PR #589, opened 2018-10-17
refactor(p2p/orderbook): group peer orders by peerPubKey

erkarl:
Adds logic to check that `peerPubKey` on the order matches the pub key
of the peer who sent the invalidation packet.

Closes: https://github.com/ExchangeUnion/xud/issues/242

### DIFF
--- a/lib/orderbook/MatchingEngine.ts
+++ b/lib/orderbook/MatchingEngine.ts
@@ -11,9 +11,7 @@ type SplitOrder = {
   remaining: StampedOrder;
 };
 
-type orderId = string;
-
-type OrderList<T extends orders.StampedOrder> = Map<orderId, T>;
+type OrderList<T extends orders.StampedOrder> = Map<string, T>;
 
 type OrderSidesLists<T extends orders.StampedOrder> = {
   buy: OrderList<T>,
@@ -34,10 +32,10 @@ type OrderSidesQueues = {
 class MatchingEngine {
   /** A pair of priority queues for the buy and sell sides of this trading pair */
   public queues: OrderSidesQueues;
-  /** a pair of maps between active own orders ids and orders for the buy and sell sides of this trading pair. */
+  /** A pair of maps between active own orders ids and orders for the buy and sell sides of this trading pair. */
   public ownOrders: OrderSidesLists<orders.StampedOwnOrder>;
-  /** a pair of maps between active peer orders ids and orders for the buy and sell sides of this trading pair. */
-  public peerOrders: OrderSidesLists<orders.StampedPeerOrder>;
+  /** A map between peerPubKey and a pair of maps between active peer orders ids and orders for the buy and sell sides of this trading pair. */
+  public peersOrders: Map<string, OrderSidesLists<orders.StampedPeerOrder>>;
 
   constructor(private logger: Logger, public pairId: string) {
     this.queues = {
@@ -46,14 +44,11 @@ class MatchingEngine {
     };
 
     this.ownOrders = {
-      buy: new Map<orderId, StampedOwnOrder>(),
-      sell: new Map<orderId, StampedOwnOrder>(),
+      buy: new Map<string, StampedOwnOrder>(),
+      sell: new Map<string, StampedOwnOrder>(),
     };
 
-    this.peerOrders = {
-      buy: new Map<orderId, StampedPeerOrder>(),
-      sell: new Map<orderId, StampedPeerOrder>(),
-    };
+    this.peersOrders = new Map<string, OrderSidesLists<orders.StampedPeerOrder>>();
   }
 
   private static createPriorityQueue = (orderingDirection: OrderingDirection): FastPriorityQueue<StampedOrder> => {
@@ -105,7 +100,15 @@ class MatchingEngine {
    * @returns false if it's a duplicated order, otherwise true
    */
   public addPeerOrder = (order: StampedPeerOrder): boolean => {
-    return this.addOrder(order, this.peerOrders);
+    let peerOrdersList = this.peersOrders.get(order.peerPubKey);
+    if (!peerOrdersList) {
+      peerOrdersList = {
+        buy: new Map<string, StampedPeerOrder>(),
+        sell: new Map<string, StampedPeerOrder>(),
+      };
+      this.peersOrders.set(order.peerPubKey, peerOrdersList);
+    }
+    return this.addOrder(order, peerOrdersList);
   }
 
   // TODO: remove method
@@ -155,11 +158,8 @@ class MatchingEngine {
       ...this.queues.sell.removeMany(callback),
     ] as StampedPeerOrder[];
 
-    // remove from lists. for further optimization, we can maintain a separate list for each peer pubKey
-    removedOrders.forEach((order: StampedPeerOrder) => {
-      const list = order.isBuy ? this.peerOrders.buy : this.peerOrders.sell;
-      list.delete(order.id);
-    });
+    // remove from lists.
+    this.peersOrders.delete(peerPubKey);
 
     return removedOrders;
   }
@@ -170,8 +170,12 @@ class MatchingEngine {
    * quantity then the entire order is removed
    * @returns the removed order or order portion, otherwise undefined if the order wasn't found
    */
-  public removePeerOrder = (orderId: string, quantityToRemove?: number): { order: StampedOwnOrder, fullyRemoved: boolean} => {
-    return this.removeOrder(orderId, this.peerOrders, quantityToRemove);
+  public removePeerOrder = (orderId: string, peerPubKey: string, quantityToRemove?: number): { order: StampedOwnOrder, fullyRemoved: boolean} => {
+    const peerOrdersList = this.peersOrders.get(peerPubKey);
+    if (!peerOrdersList) {
+      throw errors.ORDER_NOT_FOUND(orderId);
+    }
+    return this.removeOrder(orderId, peerOrdersList, quantityToRemove);
   }
 
   /**
@@ -208,11 +212,13 @@ class MatchingEngine {
     }
   }
 
-  private getOrderList = (order: StampedOrder): OrderList<StampedOrder> => {
+  private getOrderList = (order: StampedOrder): OrderList<StampedOrder> | undefined => {
     if (isOwnOrder(order)) {
       return order.isBuy ? this.ownOrders.buy : this.ownOrders.sell;
     } else {
-      return order.isBuy ? this.peerOrders.buy : this.peerOrders.sell;
+      const peerOrdersList = this.peersOrders.get(order.peerPubKey);
+      if (!peerOrdersList) return;
+      return order.isBuy ? peerOrdersList.buy : peerOrdersList.sell;
     }
   }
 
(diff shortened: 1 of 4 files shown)


lib/orderbook/errors.ts
```diff
@@ -45,6 +46,10 @@ const errors = {
     message: `order with id ${orderId} could not be found`,
     code: errorCodes.ORDER_NOT_FOUND,
   }),
+  UNAUTHORIZED: (orderId: string, peerPubKey: string) => ({
+    message: `order with id ${orderId} does not belong to ${peerPubKey}`,
```
sangaman: I'd be inclined to either rename this error to something like `UNAUTHORIZED_INVALIDATION` or to make the message more generic, like `peer attempted to perform an unauthorized action`.

lib/orderbook/OrderBook.ts
```diff
@@ -79,7 +79,8 @@ class OrderBook extends EventEmitter {
   private bindPool = () => {
     if (this.pool) {
       this.pool.on('packet.order', this.addPeerOrder);
-      this.pool.on('packet.orderInvalidation', order => this.removePeerOrder(order.orderId, order.pairId, order.quantity));
+      this.pool.on('packet.orderInvalidation', order =>
+        this.removePeerOrder(order.orderId, order.pairId, order.peerPubKey, order.quantity));
```
sangaman: We'd probably want a try/catch here, and the TODO for penalizing the peer should be in the case we get an unauthorized error.

sangaman:
So @moshababo had actually just asked me about changing the way we structure our orders so that we group them by peers. In other words instead of having two maps of `orderId` to `StampedPeerOrder` for buys and sells, we'd have multiple pairs of buy/sell maps like that nested within a map of `peerPubKeys`. It has some performance/structural benefits and I think this would be one of them.

Basically with a structure like that, we could just attempt to remove the invalidated order from that peer's orders, resulting in an `ORDER_NOT_FOUND` error - which we would still want to penalize a peer for. I think that would be a bit cleaner and would require fewer changes to the order removal logic. 

If that makes sense to you, I'd probably prefer that approach. I'm thinking we'd add `peerPubKey` as a nullable field to `OrderIdentifier`, and change `removePeerOrder` in MatchingEngine.ts to get the `OrderSidesList` for the particular peer and pass that to `removeOrder`. It would be two birds with one stone I believe.

erkarl:
@sangaman thanks for the comments.

I agree with your recommended approach - will make the necessary changes.

erkarl:
@sangaman updated.

I noticed @moshababo also implemented those changes in his PR. If we get this PR merged first we'll reduce the amount of changes to review in https://github.com/ExchangeUnion/xud/pull/594 as it's quite a huge PR. I've aligned the variable names etc. so it would be easier to rebase.

Alternatively we could close this PR and open a separete one later just for penalizing the peer/reputation event.

sangaman:
Thanks, will probably discuss with @moshababo  tomorrow about the best way to approach but I'd probably agree that it makes more sense in this PR to reduce the scope of #594. At a glance your changes look good, I'll do a more detailed review tomorrow if we go forward with keeping this PR and rebasing #594 on top of this.

lib/orderbook/MatchingEngine.ts
```diff
@@ -37,7 +38,7 @@ class MatchingEngine {
   /** a pair of maps between active own orders ids and orders for the buy and sell sides of this trading pair. */
   public ownOrders: OrderSidesLists<orders.StampedOwnOrder>;
   /** a pair of maps between active peer orders ids and orders for the buy and sell sides of this trading pair. */
```
moshababo: You can use the updated comment: `  /** a map between peerPubKey and a pair of maps between active peer orders ids and orders for the buy and sell sides of this trading pair. */`

lib/orderbook/OrderBook.ts
```diff
@@ -391,14 +392,19 @@ class OrderBook extends EventEmitter {
...
+  private removePeerOrder = (orderId: string, pairId: string, peerPubKey: string, quantityToRemove?: number) => {
     const matchingEngine = this.getMatchingEngine(pairId);
     try {
-      const removeResult = matchingEngine.removePeerOrder(orderId, quantityToRemove);
+      const removeResult = matchingEngine.removePeerOrder(orderId, peerPubKey, quantityToRemove);
       this.emit('peerOrder.invalidation', { orderId, pairId, quantity: removeResult.order.quantity });
       return true;
     } catch (err) {
-      this.logger.error(`attempted to remove non-existing orderId (${orderId})`);
+      let errMsg = `attempted to remove non-existing orderId (${orderId})`;
```
moshababo: we don't know anymore that the orderId doesn't exists. just that it doesn't exist for this specific peer

lib/orderbook/OrderBook.ts
```diff
@@ -391,14 +392,19 @@ class OrderBook extends EventEmitter {
...
+      if (err && err.code === errorCodes.PEER_ORDER_NOT_FOUND) {
```
moshababo: I think we can assume `err` is not nullable

moshababo: at the current situation, you will get this error code only if there are no orders at all for the peer. If there are any, but this specific order is missing, you will get a different error. This is quite confusing and problematic IMO, although at the moment it's affecting just the logging message. 

My suggestion: 
1) `MatchingEngine.removeOrder` should throw the specific order type error (own/peer), or instead `MatchingEngine.removePeerOrder`/`removeOwnOrder` should throw the generic order error. I prefer the former. 
2) I don't think we should use the underlying error message, which doesn't give the full context that we are aware of at this point. I would rather remove the error handling from `OrderBook.removePeerOrder`, and create `OrderBook.handleOrderInvalidation` method (for the `Pool` event listener) to catch the error and to log a better error message.

erkarl: @moshababo thanks for the feedback.

1. Good catch. I think we want to distinguish between own/peer order not found errors. I propose we change the signature of `MatchingEngine.removeOrder` to accept an `order` instead of `orderId` as param. This way we can fetch throw more specific error messages in `MatchingEngine.removePeerOrder` and `MatchingEngine.removeOwnOrder`.

2. Agreed. Will make the changes.

lib/orderbook/MatchingEngine.ts
sangaman: Minor nit if we're changing this anyway, but these comments should start with capital letters.

lib/orderbook/MatchingEngine.ts
```diff
@@ -152,11 +158,14 @@ class MatchingEngine {
       ...this.queues.sell.removeMany(callback),
     ] as StampedPeerOrder[];
 
-    // remove from lists. for further optimization, we can maintain a separate list for each peer pubKey
-    removedOrders.forEach((order: StampedPeerOrder) => {
-      const list = order.isBuy ? this.peerOrders.buy : this.peerOrders.sell;
-      list.delete(order.id);
-    });
+    // remove from lists.
+    const peerOrdersList = this.peersOrders.get(peerPubKey);
```
sangaman: I think we can just do `this.peersOrders.delete(peerPubKey)` in stead of looping through and deleting them one by one, right?

lib/orderbook/OrderBook.ts
sangaman: For `MatchingEngine.removeOrder` to accept `order instead of `orderId`, I was toying with that a week or two ago and I forget the specifics but I came away thinking it was a lot cleaner to stick to `orderId`. I'm not necessarily opposed, but I remember having this same thought and then thinking better of it.

But I doubt whether we need separate error types for peer or own order not found. Why not just have one, and then let the caller of the function determine how to handle it? The caller will be calling some either `removeOwnOrder` or `removePeerOrder` and therefore will already know if it's a peer order or an own order that wasn't found, even with a single error type for both of them.

lib/orderbook/MatchingEngine.ts
```diff
@@ -209,7 +222,15 @@ class MatchingEngine {
...
       return order.isBuy ? this.ownOrders.buy : this.ownOrders.sell;
     } else {
-      return order.isBuy ? this.peerOrders.buy : this.peerOrders.sell;
+      let peerOrdersList = this.peersOrders.get(order.peerPubKey);
+      if (!peerOrdersList) {
+        peerOrdersList = {
+          buy: new Map<orderId, StampedPeerOrder>(),
+          sell: new Map<orderId, StampedPeerOrder>(),
+        };
+        this.peersOrders.set(order.peerPubKey, peerOrdersList);
```
sangaman: I don't think we're trying to add the order to the list in this method. I'm thinking that the list really *should* already exist at this point (having been created when the order was added to it). In fact, the only time we call this method, we call `delete` on the the order immediately after.

I'd probably just have this return `undefined` if `peerOrdersList` is undefined.

lib/orderbook/MatchingEngine.ts
```diff
@@ -220,8 +241,30 @@ class MatchingEngine {
...
+  private getOrder = <T extends StampedOrder>(orderId: string, maps: OrderSidesLists<T>): T | undefined => {
+    return maps.buy.get(orderId) || maps.sell.get(orderId);
+  }
+
+  public getPeerOrders = (): OrderSidesArrays<StampedPeerOrder> => {
+    const res: OrderSidesArrays<StampedPeerOrder> = { buy: [], sell: [] };
+    this.peersOrders.forEach((peerOrders) => {
+      const peerOrdersArrs = this.getOrders(peerOrders);
+      res.buy.push(...peerOrdersArrs.buy);
+      res.sell.push(...peerOrdersArrs.sell);
```
sangaman: I believe we get a performance edge here using `concat` over `push` with the rest operator. I did a quick test and it seems to confirm that: http://jsben.ch/SZYnZ

You should be able to do `res.buy = res.buy.concat(peerOrdersArrs.buy);`.

lib/p2p/Pool.ts
```diff
@@ -466,7 +466,7 @@ class Pool extends EventEmitter {
       case PacketType.OrderInvalidation: {
         const order = (packet as packets.OrderInvalidationPacket).body!;
         this.logger.verbose(`canceled order from ${peer.nodePubKey}: ${JSON.stringify(order)}`);
-        this.emit('packet.orderInvalidation', order);
+        this.emit('packet.orderInvalidation', { ...order, peerPubKey: peer.nodePubKey } as OrderInvalidation);
```
sangaman: I also have a performance concern here, where with the rest operator again we're creating a new object which is a minor performance hit but one that we'd have to do many times. I think it would be just as clear if we used two parameters, the `OrderPortion` and the `peer.nodePubKey` as a separate string. We just turn around and pass them in as separate parameters to `removePeerOrder` anyway, so we're not gaining much by having these combing into a single object as I see it.

test/unit/MatchingEngine.spec.ts
```diff
@@ -248,12 +248,27 @@ describe('MatchingEngine.removePeerOrders', () => {
...
-    let removedOrder = engine.removePeerOrder(order.id, quantityToRemove).order;
+    let removedOrder = engine.removePeerOrder(order.id, order.peerPubKey, quantityToRemove).order;
     expect(removedOrder.quantity).to.be.equal(quantityToRemove);
 
-    removedOrder = engine.removePeerOrder(order.id).order;
+    removedOrder = engine.removePeerOrder(order.id, order.peerPubKey).order;
     expect(removedOrder.quantity).to.be.equal(quantity - quantityToRemove);
   });
+
+  it('should add a new peerOrder and then not allow other peer to remove it', () => {
```
sangaman: Since this test suite doesn't really have knowledge of other peers, maybe just describe this test case as "should not remove a peer order using the wrong peer pub key". Thanks for adding this test case though.

lib/orderbook/OrderBook.ts
moshababo: I think that accepting `order` instead of `orderId` is an overkill to this problem. 

I was thinking of either inspecting the T value somehow (by the injected lists instance, if it's viable), or injecting the error to throw. Other option what @sangaman suggested - to drop the separated errors entirely, and to use only `ORDER_NOW_FOUND`.

erkarl:
Updated. I went with the generic error message approach.

lib/orderbook/MatchingEngine.ts
```diff
@@ -12,6 +12,7 @@ type SplitOrder = {
 };
 
 type orderId = string;
+type PeerPubKey = string;
```
sangaman: Not a big deal at all but I'm not sure we need a type alias for `PeerPubKey`. I didn't know we had an `orderId` type actually, I don't think we're using it in most places. My main concern is that using it inconsistently would be bit confusing.

erkarl:
@sangaman updated + squashed. I also removed `orderId` basic type to keep it consistent of not having a `peerPubKey: string` type.

moshababo:
@erkarl Thanks.. i'm going to merge this so we can continue to develop on top of it.

moshababo:
Travis is stuck for some reason..

erkarl:
@moshababo looks like the builds have been rejected because of "Abuse detected". I'll try opening another PR to see if it triggers a build.

erkarl:
Unfortunately, it didn't work :(.

moshababo:
haha.. ok, let's see what they're up to.

erkarl:
@moshababo the build is now passing :). Travis support is fast!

WHAT YOU NEED TO DO:
Above are the entries; count how many of their lines contain the word "comments" and give only that number.

WRITTEN REPLY:
2